If you like this project, please give it a Star⭐️!
🌟 Core Features
- Core Modules: Data Collection, Data Management, Operator Marketplace, Data Cleaning, Data Synthesis, Data Annotation, Data Evaluation, Knowledge Generation.
- Visual Orchestration: Drag-and-drop data processing workflow design.
- Operator Ecosystem: Rich built-in operators and support for custom operators.
🚀 Quick Start
Prerequisites
- Git (for pulling source code)
- Make (for building and installing)
- Docker (for building images and deploying services)
- Docker-Compose (for service deployment - Docker method)
- Kubernetes (for service deployment - k8s method)

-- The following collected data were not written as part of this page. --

PR #954, opened 2021-06-14
Refactor StorageResource state in base class.

pshapiro4broad:
Move all state into StorageResource base class; remove setters and make fields final.

I thought I would give this a try and see how it went. I didn't run the tests but the IDE seemed OK with it.

### DIFF
--- a/src/main/java/bio/terra/service/dataset/StorageResource.java
+++ b/src/main/java/bio/terra/service/dataset/StorageResource.java
@@ -1,92 +1,47 @@
 package bio.terra.service.dataset;
 
-import bio.terra.app.model.GoogleCloudResource;
-import bio.terra.app.model.GoogleRegion;
+import bio.terra.app.model.CloudRegion;
+import bio.terra.app.model.CloudResource;
 import bio.terra.model.CloudPlatform;
 import bio.terra.model.StorageResourceModel;
+import com.fasterxml.jackson.annotation.JsonSubTypes;
+import com.fasterxml.jackson.annotation.JsonTypeInfo;
 
-import java.util.Objects;
 import java.util.UUID;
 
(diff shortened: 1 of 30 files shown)


src/main/java/bio/terra/service/dataset/StorageResource.java
```diff
@@ -2,39 +2,74 @@
...
+import java.util.Objects;
 import java.util.UUID;
 
 @JsonTypeInfo(use = JsonTypeInfo.Id.NAME, include = JsonTypeInfo.As.EXISTING_PROPERTY, property = "cloudPlatform")
 @JsonSubTypes({
     @JsonSubTypes.Type(value = AzureStorageResource.class, name = "azure"),
     @JsonSubTypes.Type(value = GoogleStorageResource.class, name = "gcp")
 })
-public interface StorageResource<Region extends CloudRegion, Resource extends CloudResource> {
+public abstract class StorageResource<Region extends CloudRegion, Resource extends CloudResource> {
```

- Helm (for service deployment - k8s method)
Clone the Code
git clone git@github.com:ModelEngine-Group/DataMate.git
cd DataMate
Build Images
make build
Docker Installation
make install INSTALLER=docker
Kubernetes Installation
make install INSTALLER=k8s
🤝 Contribution Guidelines
Thank you for your interest in this project! We warmly welcome contributions from the community. Whether it's submitting bug reports, suggesting new features, or directly participating in code development, all forms of help make the project better.
• 📮 GitHub Issues: Submit bugs or feature suggestions.
• 🔧 GitHub Pull Requests: Contribute code improvements.
📄 License
DataMate is open source under the MIT license. You are free to use, modify, and distribute the code of this project in compliance with the license terms.